When Jake (Cedric the Entertainer) awakes one morning in a strange hotel room, he finds himself in a bit of a predicament; there's a corpse in his bed and a briefcase full of cash. Not only that, but he cannot remember who he is or how he got there. He meets Gina (Lucy Liu), a waitress, who tells him he is a janitor at a video-game company and that she is a girlfriend. But Jake believes he is an undercover agent for the CIA, and he tries to figure out the truth.

Cast 
 Lucy Liu as Gina
 Cedric the Entertainer as Jake Rogers
 Nicollette Sheridan as Diane
 Mark Dacascos as Eric Hauck
 Callum Keith Rennie as Shaw
 Niecy Nash as Jacuzzi
 DeRay Davis as Ronnie
 Will Patton as Riley
 Kevin McNulty as Dr.

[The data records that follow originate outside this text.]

PR #150, opened 2019-04-26
Add debug statements for the JDBC connection

frankgh:
Log JDBC connection lifecycle to make sure connections are being properly closed.

Co-authored-by: Alexander Denissov (adenissov@pivotal.io)

### DIFF
--- a/server/pxf-jdbc/src/main/java/org/greenplum/pxf/plugins/jdbc/JdbcBasePlugin.java
+++ b/server/pxf-jdbc/src/main/java/org/greenplum/pxf/plugins/jdbc/JdbcBasePlugin.java
@@ -227,9 +227,12 @@ public class JdbcBasePlugin extends BasePlugin {
      * @throws SQLException if a database access or connection error occurs
      */
     public Connection getConnection() throws SQLException {
-        LOG.debug("New JDBC connection. URL: '{}'; Table: '{}'", jdbcUrl, tableName);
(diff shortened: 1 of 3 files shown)


server/pxf-jdbc/src/main/java/org/greenplum/pxf/plugins/jdbc/JdbcBasePlugin.java
```diff
@@ -277,6 +281,7 @@ public static void closeStatementAndConnection(Statement statement) throws SQLEx
         }
 
         try {
+            LOG.debug("Closing statement for connection {}", connection);
             statement.close();
         } catch (SQLException e) {
             LOG.error("Exception when closing Statement", e);
```
shivzone: didn't we want to bring this down to WARN level log

server/pxf-jdbc/src/main/java/org/greenplum/pxf/plugins/jdbc/JdbcBasePlugin.java
```diff
@@ -286,7 +291,7 @@ public static void closeStatementAndConnection(Statement statement) throws SQLEx
         try {
             closeConnection(connection);
         } catch (SQLException e) {
-            LOG.error("Exception when closing Connection", e);
+            LOG.error(String.format("Exception when closing connection %s", connection), e);
```
shivzone: same here

PR #153, opened 2019-04-28
Minor code cleanup

frankgh:
A small code cleanup

### DIFF
--- a/server/pxf-hive/src/main/java/org/greenplum/pxf/plugins/hive/HiveORCAccessor.java
+++ b/server/pxf-hive/src/main/java/org/greenplum/pxf/plugins/hive/HiveORCAccessor.java
@@ -50,11 +50,11 @@ public class HiveORCAccessor extends HiveAccessor implements StatsAccessor {
 
     private static final Log LOG = LogFactory.getLog(HiveORCAccessor.class);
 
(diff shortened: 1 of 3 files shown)


server/pxf-hive/src/main/java/org/greenplum/pxf/plugins/hive/HiveORCAccessor.java
```diff
@@ -50,11 +50,11 @@
 
     private static final Log LOG = LogFactory.getLog(HiveORCAccessor.class);
 
-    private final String READ_COLUMN_IDS_CONF_STR = "hive.io.file.readcolumn.ids";
-    private final String READ_ALL_COLUMNS = "hive.io.file.read.all.columns";
-    private final String READ_COLUMN_NAMES_CONF_STR = "hive.io.file.readcolumn.names";
-    private final String SARG_PUSHDOWN = "sarg.pushdown";
-    protected Reader orcReader;
+    private static final String READ_COLUMN_IDS_CONF_STR = "hive.io.file.readcolumn.ids";
```
frankgh: making this static, because we saw the heap dump had hundreds of HiveORCAccessors, each one had created these String constants that used up memory

frankgh:
I will be merging this if there are no objections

Soames
 Beau Davis as Old Timer
 Bart Anderson as Charlie
 Tom Butler as Crane
 Robert Clarke as The Butler

Reception 
The film received overwhelmingly negative reviews.
Rotten Tomatoes gives the film a score of 4% based on 84 reviews, with an average rating of 3.16/10. The website's critics consensus reads: "Code Name: The Cleaner is a limp action/comedy flick that alternates between lame, worn-out jokes and cheesy martial arts." Metacritic gave the film a score of 33 out of 100, based on 18 reviews, indicating "generally unfavorable reviews".

The film grossed $10.3 million worldwide against a $20 million production budget.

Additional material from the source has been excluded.